During microbial infections, plasmacytoid dendritic cells (pDCs) are a main source of type I interferons α/ß (IFN-α/-ß). Nucleic acids from microbes are sensed by Toll-like receptors 7/9 (TLR7/9), which are selectively expressed in pDCs. Activated pDCs also produce proinflammatory cytokines and upregulate costimulatory molecules. Together, this equips pDCs with the ability to prime T, B, and NK cells and conventional DCs, thereby initiating adaptive immune responses. To avoid deleterious effects to the host, tight regulation of pDC activation is required. Despite data linking aberrant activation of pDCs with autoimmune diseases, little is known about mechanisms controlling pDC activation. Here, we investigated the role of microRNA-146a (miR-146a) in TLR pathway regulation in human pDCs. MiR-146a expression was induced upon TLR7/9 signaling. Furthermore, ectopic miR-146a expression effectively impaired TLR-mediated signaling in pDCs as TLR-induced nuclear factor-κB activation was reduced. This consequently diminished the production of proinflammatory cytokines and reduced pDC survival. Moreover, miR-146a-expressing pDCs had decreased ability to induce CD4(+) T-cell proliferation likely due to reduced expression levels of major histocompatibility complex class II and costimulatory molecules. Our data unravel the crucial immunomodulatory role of miR-146a in pDCs and may add to our understanding of aberrant responses in autoimmune diseases.
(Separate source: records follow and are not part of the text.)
PR #827, opened 2026-01-02
Remove deepspeed

tyler-griggs:
We are officially deprecating the DeepSpeed training backend in SkyRL. 

**If you are currently using DeepSpeed and need guidance migrating to FSDP or Megatron, please reach out via issues or in slack, we’re happy to help.**

SkyRL currently supports three training backends: DeepSpeed, FSDP, and Megatron. The dev effort to ensure feature parity, maintain rigorous testing, and properly dogfood all three backends has grown quite high, and the majority of our users are not currently using DeepSpeed. SkyRL v0.3.1 is the final release that includes DeepSpeed support, after which we will narrow our focus on making FSDP and Megatron pleasant and effective to use.


skyrl-train/skyrl_train/distributed/ulysses/utils.py
```diff
@@ -1,5 +1,3 @@
-# DeepSpeed Ulysses Sequence Parallelism borrowed from VERL
```
erictang000, line 1: we should probably keep this attribution

tyler-griggs: Claude code got a bit aggressive.. reverting :D

Issue #841, opened 2026-01-05
[tx] Properly clean up adapters that are not used any more


pcmoritz:
Currently, new model adapter indices are allocated in https://github.com/NovaSky-AI/SkyRL/blob/c07e8088c3a38339ba8ef6b732b3d11d273fbf9d/skyrl-tx/tx/tinker/backends/jax.py#L420 but never freed. If a client disconnects and we don't get health checks from it any more, we can free up the adapter index so it can be used by another client.

One possible way to implement this is to introduce a new method `delete_model` to the AbstractBackend and handle it properly in the JaxBackend.

A good end-to-end check on whether this works is to start an engine with a small max_lora_adapters, do a training run, and then after the training run finishes run it again and make sure it can be run again.

This was also pointed out by @OhadRubin in https://github.com/NovaSky-AI/SkyRL/pull/787#issuecomment-3693944111

Issue #819, opened 2025-12-31
[tx] Refactor test_engine.py to be test_backend.py


pcmoritz:
While working on https://github.com/NovaSky-AI/SkyRL/pull/810, I noticed that test_engine is really more of a test_backend test after https://github.com/NovaSky-AI/SkyRL/pull/787 got merged. We should refactor it to be a test of JaxBackend directly (or maybe AbstractBackend if it makes sense, but I think for most tests probably currently it doesn't).

pcmoritz:
Fixed by https://github.com/NovaSky-AI/SkyRL/issues/819

PR #844, opened 2026-01-06
[tx] implement model unloading

raulchen:
Closes https://github.com/NovaSky-AI/SkyRL/issues/841

This PR implements model unloading (manual via `unload_model` or automatic on session timeout). 

# Changes

New API endpoint:
- POST /api/v1/unload_model - unloads a model and frees its LoRA adapter slot

Automatic garbage collection:
- Engine periodically checks for sessions with stale heartbeats (configurable via --session-cleanup-interval-sec and --sessio
n-timeout-sec)
- Models from expired sessions are automatically unloaded, freeing adapter slots for reuse

Backend changes:
- AbstractBackend.delete_model() - new abstract method
- JaxBackend.delete_model() - clears LoRA weights and frees adapter index
- clear_adapter_config() - zeros out lora_A, lora_B, scaling, and rank for an adapter
- Adapter index allocation now reuses freed slots instead of always incrementing

# Test plan

- Integration tests in `test_api.py`
- unit tests in "test_engine.py" and "test_jax_backend.py"

### DIFF
--- a/skyrl-tx/tests/tinker/test_jax_backend.py
+++ b/skyrl-tx/tests/tinker/test_jax_backend.py
@@ -50,23 +50,18 @@ def test_adapter_slot_reuse():
     """Test that deleted adapter slots are reused."""
     backend = create_backend()
 
-    # Create 3 models
-    idx1 = create_model(backend, "model_1")
-    idx2 = create_model(backend, "model_2")
-    idx3 = create_model(backend, "model_3")
-    assert idx1 == 1
-    assert idx2 == 2
-    assert idx3 == 3
+    # Create 3 models and check adapter indices
+    assert create_model(backend, "model_1") == 1
+    assert create_model(backend, "model_2") == 2
+    assert create_model(backend, "model_3") == 3
 
     # Delete first model, new model should reuse index 1
     backend.delete_model("model_1")
-    idx4 = create_model(backend, "model_4")
-    assert idx4 == 1
+    assert create_model(backend, "model_4") == 1
 
     # Delete middle model, new model should fill gap at index 1
     backend.delete_model("model_2")
-    idx5 = create_model(backend, "model_5")
-    assert idx5 == 2
+    assert create_model(backend, "model_5") == 2
 
 
 def test_max_adapters_limit():
@@ -94,9 +89,8 @@ def test_max_adapters_after_delete():
     # Delete one model
     backend.delete_model("model_0")
 
-    # Now we should be able to create a new model
-    idx = create_model(backend, "model_new")
-    assert idx == 1  # Should reuse the freed slot
+    # Now we should be able to create a new model which should reuse the freed slot
+    assert create_model(backend, "model_new") == 1
 
 
 def test_clear_adapter_config():
--- a/skyrl-tx/tests/tinker/test_api.py
+++ b/skyrl-tx/tests/tinker/test_api.py
@@ -352,7 +352,7 @@ def test_unload_model(api_server):
     # Create a training client (which creates a model) and verify it works
     _, training_client = create_service_and_training_client(base_url=f"http://0.0.0.0:{TEST_SERVER_PORT}/")
 
-    async def _unload():
+    async def unload_model():
         async with tinker._client.AsyncTinker(
             api_key="dummy", base_url=f"http://0.0.0.0:{TEST_SERVER_PORT}/"
         ) as client:
@@ -365,8 +365,7 @@ def test_unload_model(api_server):
                     return result
                 await asyncio.sleep(0.1)
 
-    result = asyncio.run(_unload())
-    assert isinstance(result, types.UnloadModelResponse)
+    assert isinstance(asyncio.run(unload_model()), types.UnloadModelResponse)
 
     # Verify model no longer works after unload
     with pytest.raises(Exception):
--- a/skyrl-tx/tests/tinker/test_engine.py
+++ b/skyrl-tx/tests/tinker/test_engine.py
@@ -579,8 +579,6 @@ def test_cleanup_stale_sessions():
         )
         session.commit()
 
-    # Run cleanup
-    unloaded_count = engine.cleanup_stale_sessions()
-
-    assert unloaded_count == 1
+    # Run cleanup and assert one model was unloaded
+    assert engine.cleanup_stale_sessions() == 1
     assert not engine.backend.has_model(model_id)


pcmoritz:
Thanks a lot for implementing this! Some suggestions before merging this:

- Remove the manual unload API call -- I think it is too early to think about diverging from the upstream API / SDK (in the best case it is an extra API call that people don't really use and in the worst case there will be similar functionality upstream at some point with a [slightly] different API and then we need to reconcile it -- better to not add it until we think it is really needed)
- Make it possible to turn off this functionality by setting `session_cleanup_interval_sec` and/or `session_timeout_sec` to `-1` respectively (I'd suggest doing this since it is a very simple change, technically it can already be achieved by setting the timeouts to very large values, but it is probably better to have a documented way to do this)
- Add and index for ModelDB.status, since it will make sure the queries in cleanup_stale_sessions can be done in constant time

raulchen:
The manual `unload_model` API [already exists](https://github.com/thinking-machines-lab/tinker/blob/2d8e9d5e00f746f39148a5d0cb760dff3f2eed43/src/tinker/resources/models.py#L153) in Tinker

Will address the other 2 comments.

pcmoritz:
Got it that makes sense, can you try to modify the test code to use the SDK calls instead of plain http?

skyrl-tx/tests/tinker/test_jax_backend.py
```diff
@@ -0,0 +1,116 @@
+"""Unit tests for JaxBackend."""
```
raulchen, line 1: Current test_engine.py mixes tests for both TinkerEngine and JaxBackend. 
I'd be nice to separate them as the implementations have been separated. 
I've done so for the new tests in this PR. 
Will refactor the remaining tests in a follow-up PR.

skyrl-tx/tx/layers/lora.py
```diff
@@ -70,7 +70,7 @@ def apply_lora(
 
         (batch_size, seq_len, *dims) = x.shape
         assert len(self.lora_A.shape) == 3
-        assert len(dims) == 0 if isinstance(self, nnx.Embed) else tuple(dims) == self.lora_A.value.shape[1:-1]
+        assert len(dims) == 0 if isinstance(self, nnx.Embed) else tuple(dims) == self.lora_A[...].shape[1:-1]
```
raulchen, line 73: this is a drive-by fix because ".value" is deprecated.

skyrl-tx/tx/tinker/backends/jax.py
```diff
@@ -416,11 +416,12 @@ def create_model(self, model_id: str, lora_config: types.LoraConfig) -> None:
...
-        # Allocate adapter index for this model_id
-        adapter_index = max((m.adapter_index for m in self.models.values()), default=0) + 1
-
-        if adapter_index >= self.config.max_lora_adapters:
+        # Allocate adapter index for this model_id (find first available slot)
+        used_indices = {m.adapter_index for m in self.models.values()}
+        available_indices = set(range(1, self.config.max_lora_adapters + 1)) - used_indices
+        if not available_indices:
             raise ValueError(f"Maximum number of LoRA adapters ({self.config.max_lora_adapters}) reached")
+        adapter_index = min(available_indices)
```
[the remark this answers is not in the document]
raulchen: nice catch. 
so there are actually "max_lora_adapters - 1" available slots for the user. 
This might be confusing and unintuitive to users. should we  change the behavior? @pcmoritz

skyrl-tx/tx/tinker/engine.py
```diff
@@ -344,6 +347,79 @@ def process_create_model(self, model_id: str, request_data: types.CreateModelInp
...
         )
 
+    def process_unload_model(self, model_id: str, request_data: types.UnloadModelInput) -> types.UnloadModelOutput:
+        """Unload a model and free all resources."""
+        if self.backend.has_model(model_id):
+            self.backend.delete_model(model_id)
+        else:
+            logger.warning(f"Ignoring unload request for model {model_id} that is not loaded.")
+
+        self.backend.delete_model(model_id)
```
pcmoritz: This was already called above, I think it is a mistake to call it again, right?

pcmoritz: (actually this is probably the reason why the test is currently failing)

skyrl-tx/tx/tinker/types.py
```diff
@@ -80,6 +81,15 @@ class CreateModelOutput(BaseModel):
     lora_config: LoraConfig
 
 
+class UnloadModelInput(BaseModel):
+    pass
+
+
+class UnloadModelOutput(BaseModel):
+    model_id: str
+    status: str = "unloaded"
```
pcmoritz: Let's remove the default for this, I tried to keep defaults out of types in `types.py` (haven't always succeeded, but if we can remove more, that's a win I think). Defaults can lead to bugs where we forget to fill the value and it will be the wrong value because of that :)

skyrl-tx/tx/layers/lora.py
pcmoritz: very nice, thanks for fixing this!

skyrl-tx/tests/tinker/test_jax_backend.py
pcmoritz: Thanks for getting this started, there is also an issue about it https://github.com/NovaSky-AI/SkyRL/issues/819 :)

skyrl-tx/tx/tinker/engine.py
raulchen: it's an accidental bug introduced in the last commit. fixed now

OhadRubin:
I should probably open an issue for this but:
@raulchen @pcmoritz clear_adapter_config results in no gradient flow on subsequent non initial runs since both A and B are 0.
Should init the cleared loras weights with with the original default initilizers.
Or Al least only zero out one of the matrices (I think A is initted with zeros usually)

pcmoritz:
@OhadRubin Yes you are right! I briefly thought about this when reviewing the PR and thought it was reinitializing when the new adapter is allocated but that's not true. The best solution is probable to fix that. Let me know if you would like to make a PR for that, otherwise I'm happy to do it too :)

raulchen:
Thanks for reporting this issue. I can also put up a fix later today in case you don't have bandwidth.

pcmoritz:
@raulchen Why don't you make a PR for it (in `update_adapter_config`, get the initializer of `lora_A` and reinitialize it, and we should do that before we clear the out-of-rank entries) and we can discuss more in the PR :)

I propose we also rename `update_adapter_config` to `reinitialize_adapter` so it is clear what this function does. And we should also initialize lora_B to zero so everything is clear and ready and we don't depend on the previous values.

I think it is best to do it when creating the model instead of doing it when deleting the model -- when the model is deleted, the responsibility should be to ensure no information from this user leaks, when the model is initialized, the responsibility should be to make sure it is ready for the next training.

raulchen:
hey @OhadRubin @pcmoritz , here is the fix https://github.com/NovaSky-AI/SkyRL/pull/852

The transcription factor Spi-B regulates human plasmacytoid dendritic cell survival through direct induction of the antiapoptotic gene BCL2-A1.

Plasmacytoid dendritic cells (pDCs) selectively express Toll-like receptor (TLR)-7 and TLR-9, which allow them to rapidly secrete massive amounts of type I interferons after sensing nucleic acids derived from viruses or bacteria. It is not completely understood how development and function of pDCs are controlled at the transcriptional level. One of the main factors driving pDC development is the ETS factor Spi-B, but little is known about its target genes. Here we demonstrate that Spi-B is crucial for the differentiation of hematopoietic progenitor cells into pDCs by controlling survival of pDCs and its progenitors. In search for Spi-B target genes, we identified the antiapoptotic gene Bcl2-A1 as a specific and direct target gene, thereby consolidating the critical role of Spi-B in cell survival.